PR #11594, opened 2020-01-02
Fix event listener and debounced function memory leaks in List component

KevinTCoughlin:
#### Pull request checklist

#### Description of changes

There are a number of event listener callbacks that are not unsubscribed when the List unmounts. This leads to run-time memory leaks (**~15 kB** in this example) captured in the below _before_ and _after_ heap snapshots.

---

The fix is to terminate the event listeners both via `EventGroup#off` and invoke the debounced / throttled callbacks in `componentWillUnmount` e.g. `this._onAsyncResize()`.

To debug and verify, I performed the following steps:

1. Rendered "Shimmer" List example in isolation locally.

■ ■ ■ ■ ■

▶ Your task
Set down the lines from the one with "#### Pull request checklist" through the end of the data above. Keep each exactly as written and add no other line.

▶ Response for this exercise
#### Pull request checklist

#### Description of changes

There are a number of event listener callbacks that are not unsubscribed when the List unmounts. This leads to run-time memory leaks (**~15 kB** in this example) captured in the below _before_ and _after_ heap snapshots.

---

The fix is to terminate the event listeners both via `EventGroup#off` and invoke the debounced / throttled callbacks in `componentWillUnmount` e.g. `this._onAsyncResize()`.

To debug and verify, I performed the following steps:

1. Rendered "Shimmer" List example in isolation locally.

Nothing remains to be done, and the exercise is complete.